INCORPORATION BY REFERENCE

All references, articles, publications, patents, patent publications, and patent applications cited herein are incorporated by reference in their entireties for all purposes. However, mention of any reference, article, publication, patent, patent publication, and patent application cited herein is not, and should not be taken as, an acknowledgment or any form of suggestion that they constitute valid prior art or form part of the common general knowledge in any country in the world. This application additionally incorporates the contents of the following patent documents in their entirety: U.S. Pat. No. 10,426,829, U.S. Publication No. 2019/0314487, U.S. Pat. Nos. 10,953,089; 10,729,764, and 8,821,881.

Claims

1-36. (canceled)

37. An immunogenic composition comprising:

(a) a coronavirus S (CoV S) glycoprotein in the form of a detergent-core nanoparticle, wherein the detergent is a non-ionic detergent;

(b) at least three hemagglutinin (HA) glycoproteins, wherein each HA glycoprotein is from a different influenza strain; and

(c) a pharmaceutically acceptable buffer;

wherein the composition comprises from 24 μg to about 40 μg of HA glycoprotein per strain and from about 5 μg to about 50 μg of CoV S glycoprotein.

38. The immunogenic composition of claim 37, wherein the composition comprises at least 20 μg of CoV S glycoprotein.

39. The immunogenic composition of claim 37, comprising: at least one HA glycoprotein in the form of a detergent-core nanoparticle and at least one HA glycoprotein in the form of a HaSMaN.

40. The immunogenic composition of claim 39, wherein the HA glycoprotein of the detergent-core nanoparticle is from a Type B influenza strain.

41. The immunogenic composition of claim 39, wherein the HA glycoprotein of the HaSMaN is from a Type A influenza strain.

42. The immunogenic composition of claim 37, comprising up to 4 HA glycoproteins.

43. The immunogenic composition of claim 37, wherein each HA glycoprotein is in the form of a nanoparticle.

44. The immunogenic composition of claim 43, wherein each nanoparticle comprises a HA glycoprotein from a single influenza strain.
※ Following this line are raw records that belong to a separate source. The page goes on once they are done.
PR #734, opened 2021-08-04
Add DataContainer to data_wgts

kian466:
https://github.com/HERA-Team/hera_cal/blob/e7b4c12eeb3be6eb7c160b10d0d1d75b235bab7a/hera_cal/redcal.py#L1423

This line with give an error if the ordering of the antenna pairs in `data_wgts` is different from the `model`. This was fixed by initializing the `data_wgts` as a `DataContainer` object.


aewallwi (approved):
Looks good to me (pending test passes).

PR #736, opened 2021-09-04
Select main lobe 🔭 🛰️ 

### LINKED ISSUE #737: Select fringe-rates in the main beam lobe
A simple tophat fringe-rate filter that extracts the fringe-rates from the main-lobe.

aewallwi:
Filter the fringe-rates from the main lobe using instantaneous fringe rates from https://ui.adsabs.harvard.edu/abs/2016ApJ...820...51P/abstract . Depends on #700 and #747, #757 #759. Closes #737.


scripts/tophat_frfilter_run.py
```diff
@@ -60,6 +59,7 @@
                                    overwrite_flags=ap.overwrite_flags, skip_autos=ap.skip_autos,
                                    skip_if_flag_within_edge_distance=ap.skip_if_flag_within_edge_distance,
                                    zeropad=ap.zeropad, tol=ap.tol, skip_wgt=ap.skip_wgt, max_frate_coeffs=ap.max_frate_coeffs,
-                                   frate_width_multiplier=ap.frate_width_multiplier, frate_standoff=ap.frate_standoff,
-                                   min_frate_half_width=ap.min_frate_half_width,
-                                   clean_flags_in_resid_flags=True, **filter_kwargs)
+                                   frate_width_multiplier=ap.frate_width_multiplier, frate_standoff=ap.frate_standoff, fr_freq_skip=ap.fr_freq_skip,
+                                   min_frate_half_width=ap.min_frate_half_width, uvbeam=ap.uvbeam, percentile_low=ap.percentile_low, percentile_high=ap.percentile_high
+                                   clean_flags_in_resid_flags=True, pre_filter_modes_between_lobe_minimum_and_zero=ap.pre_filter_modes_between_lobe_minimum_and_zero,
```
hughbg, line 64: There's a comma missing after percentile_high=ap.percentile_high

hughbg:
I've run the code without any problems, and it runs as expected (although my definition of "expected" is based on limited experience). I also ran the test scripts "by hand" and there was 1 failure which I assume is due to my environment. I'll list it just for the record:  in test_select_spw_ranges_run_script_code the message was "OSError: Cannot find file /tmp/pytest-of-hgarsden/pytest-2/test_select_spw_ranges_run_scr0/test_calibrated_output.uvh5".

nkern:
the data files seem to be non-negligibly small. in hera_pspec we solve this by generating unittest data dynamically with a set function. can this be done here?

aewallwi:
> the data files seem to be non-negligibly small. in hera_pspec we solve this by generating unittest data dynamically with a set function. can this be done here?

I'm a little bit cautious about putting `hera_sim` into the dependencies for the unittests. I think the best approach might be to run the tests on lighter files.

hera_cal/frf.py
```diff
@@ -97,6 +106,312 @@ def sky_frates(uvd, keys=None, frate_standoff=0.0, frate_width_multiplier=1.0, m
...
+    antnums = uvd.antenna_numbers  # antenna numbers.
+
+    lat, lon, alt = uvd.telescope_location_lat_lon_alt_degrees
+    location = EarthLocation(lon=lon * units.deg, lat=lat * units.deg, height=alt * units.m)
+
+    # get topocentricl AzEl Beam coordinates.
+    npix = uvb.data_array.shape[-1]
+    nside = hp.npix2nside(npix)
+    polar, az = hp.pix2ang(nside=nside, ipix=range(npix))
+    # cancel out super-horizon beam
```
jsdillon, line 174: What does this comment have to do with the next line?

hera_cal/frf.py
```diff
@@ -97,6 +106,312 @@ def sky_frates(uvd, keys=None, frate_standoff=0.0, frate_width_multiplier=1.0, m
...
+    # generate fringe_rate grid in mHz.
+    dt = SDAY_KSEC * np.median(np.diff(np.unique(uvd.time_array)))  # times in kSec
+    if nfr is None:
+        nfr = uvd.Ntimes
+    if dfr is None:
+        # if no dfr provided, set to 1 / (ntimes * dt)
+        dfr = 1. / (dt * nfr)
+
+    # build grid.
+    fr_grid = np.arange(-nfr // 2, nfr // 2) * dfr
```
jsdillon, line 197: I'm not sure if this is guaranteed to be length nfr (when things are perfectly divisible, for example), but it would be if you use linspace.

hera_cal/frf.py
```diff
@@ -97,6 +106,312 @@ def sky_frates(uvd, keys=None, frate_standoff=0.0, frate_width_multiplier=1.0, m
...
+        if True, set profiles for all pols equal to the sum of the profiles of individual pols.
+    dfr: float, optional.
+        spacing of fringe-rate grid used to perform binning and percentile calc
+        in units of mHz.
+        default is None -> set to 1 / (dtime * Ntime) of uvd.
+    nfr: float, optional.
+        number of points on fringe-rate grid to perform binning and percentile calc.
+        default is None -> set to uvd.Ntimes.
+    taper: str, optional
+        taper expected for power spectrum calculations. Fringe-rates from different frequencies
```
jsdillon, line 135: Note where one can find the options for this parameter.

hera_cal/frf.py
```diff
@@ -97,6 +106,312 @@ def sky_frates(uvd, keys=None, frate_standoff=0.0, frate_width_multiplier=1.0, m
...
+
+    profiles = {}  # store profiles here.
+    ap_blkeys = {}
+    # keeps track of different polarizations for each antenna pair
+    # for if we are going to sum over polarizations.
+    # get redundancies (will only compute fr-profile once for each red group).
+    antpos, antnums = uvd.get_ENU_antpos()
+    antpos = {an: ap for an, ap in zip(antnums, antpos)}
+    reds = redcal.get_reds(antpos, pols=list(unique_pols), include_autos=True)
+    reds = [[bl for bl in rg if bl in keys or utils.reverse_bl(bl) in keys] for rg in reds]
```
jsdillon, line 217: I believe you can do these two lines with `redcal.filter_reds`

hera_cal/frf.py
```diff
@@ -97,6 +106,312 @@ def sky_frates(uvd, keys=None, frate_standoff=0.0, frate_width_multiplier=1.0, m
...
+    reds = [rg for rg in reds if len(rg) > 0]
+
+    for redgrp in reds:
+        # only explicitly calculate fr profile for the first vis in each redgroup.
+        bl = redgrp[0]
+        echo("Generating FR-Profile of {} at {}".format(bl, str(datetime.datetime.now())), verbose=verbose)
```
jsdillon, line 223: I personally find these easier to read with f-strings, but it's your call.

hera_cal/frf.py
```diff
@@ -97,6 +106,312 @@ def sky_frates(uvd, keys=None, frate_standoff=0.0, frate_width_multiplier=1.0, m
     return frate_centers, frate_half_widths
 
 
+def build_fringe_rate_profiles(uvd, uvb, keys=None, normed=True, combine_pols=True, nfr=None, dfr=None,
+                               taper='none', fr_freq_skip=1, verbose=False):
+    """
+    Calculate fringe-rate profiles to either directly apply as an FIR filter or set a range to filter.
```
jsdillon, line 112: I'd clarify what you mean by FR profile and how you integrate over frequency.

hera_cal/frf.py
```diff
@@ -97,6 +106,312 @@ def sky_frates(uvd, keys=None, frate_standoff=0.0, frate_width_multiplier=1.0, m
...
+        ind1 = np.where(antnums == bl[0])[0][0]
+        ind2 = np.where(antnums == bl[1])[0][0]
+        blvec = uvd.antenna_positions[ind2] - uvd.antenna_positions[ind1]
+        # initialize binned power.
+        # we will bin frate power together for all frequencies, weighted by taper.
+        binned_power = np.zeros_like(fr_grid)
+        binned_power_conj = np.zeros_like(fr_grid)
+        # iterate over each frequency and ftaper weighting.
+        # use linspace to make sure we get first and last frequencies.
+        chans_to_use = np.linspace(0, uvd.Nfreqs - 1, int(uvd.Nfreqs / fr_freq_skip)).astype(int)
```
jsdillon, line 237: Should the choice of chans_to_use be aware of the flags in `uvd`?

hera_cal/frf.py
jsdillon: Also, I think you stopped mid-sentence.

hera_cal/frf.py
```diff
@@ -97,6 +106,312 @@ def sky_frates(uvd, keys=None, frate_standoff=0.0, frate_width_multiplier=1.0, m
...
+            frates = np.dot(np.cross(np.array([0, 0, 1.]), blvec), eq_xyz) * 2 * np.pi * f0 / SPEED_OF_LIGHT / SDAY_KSEC
+            # square of power beam values in directions of sky pixels
+            bsq = np.abs(uvb.data_array[0, 0, polnum, np.argmin(np.abs(f0 - uvb.freq_array[0])), :].squeeze()) ** 2.
+            # set beam below horizon to be zero.
+            bsq[polar >= np.pi / 2.] = 0.
+            # get fringe-rate bin membership for each pixel.
+            fr_bins = np.round(frates / dfr + nfr / 2).astype(int)
+            fr_bins_conj = np.round(frates / -dfr + nfr / 2).astype(int)
+            # bin power.
+            for binnum in range(nfr):
```
jsdillon, line 248: I imagine that a lot of the reason this is slow is because of this triple-nested for loop. Can this be vectorized?

hera_cal/frf.py
```diff
@@ -97,6 +106,312 @@ def sky_frates(uvd, keys=None, frate_standoff=0.0, frate_width_multiplier=1.0, m
...
+                # For each bin, find all pixels that fall in that fr bin and add the sum beam-square values in each pixel
+                # times the frequency weighing value set by taper.
+                binned_power[binnum] += np.sum(bsq[fr_bins == binnum]) * fw  # add sum of beam squared times taper weight.
+                binned_power_conj[binnum] += np.sum(bsq[fr_bins_conj == binnum]) * fw
```
jsdillon, line 252: Is there a way to avoid doing both of these?

hera_cal/frf.py
```diff
@@ -97,6 +106,312 @@ def sky_frates(uvd, keys=None, frate_standoff=0.0, frate_width_multiplier=1.0, m
...
+        list of antpairpol tuples of baselines to calculate fringe-rate limits for.
+    dfr: float, optional.
+        spacing of fringe-rate grid used to perform binning and percentile calc
+        in units of mHz.
+        default is None -> set to 1 / (dtime * Ntime) of uvd.
+    nfr: float, optional.
+        number of points on fringe-rate grid to perform binning and percentile calc.
+        default is None -> set to uvd.Ntimes.
+    taper: str, optional
+        taper expected for power spectrum calculations. Fringe-rates from different frequencies
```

45. The immunogenic composition of claim 37, comprising an adjuvant.

46. The immunogenic composition of claim 45, wherein the adjuvant is a saponin adjuvant.

47. The immunogenic composition of claim 46, wherein the saponin adjuvant comprises at least two iscom particles, wherein:

the first iscom particle comprises fraction A of Quillaja Saponaria Molina and not fraction C of Quillaja Saponaria Molina; and

the second iscom particle comprises fraction C of Qulliaja Saponaria Molina and not fraction A of Quillaja Saponaria Molina.

48. The immunogenic composition of claim 47, wherein fraction A of Quillaja Saponaria Molina accounts for 50-96% by weight and fraction C of Quillaja Saponaria Molina accounts for the remainder, respectively, of the sum of the weights of fraction A of Quillaja Saponaria Molina and fraction C of Quillaja Saponaria Molina in the adjuvant.

49. The immunogenic composition of claim 47, wherein fraction A of Quillaja Saponaria Molina and fraction C of Quillaja Saponaria Molina account for about 85% by weight and about 15% by weight, respectively, of the sum of the weights of fraction A of Quillaja Saponaria Molina and fraction C of Quillaja Saponaria Molina in the adjuvant.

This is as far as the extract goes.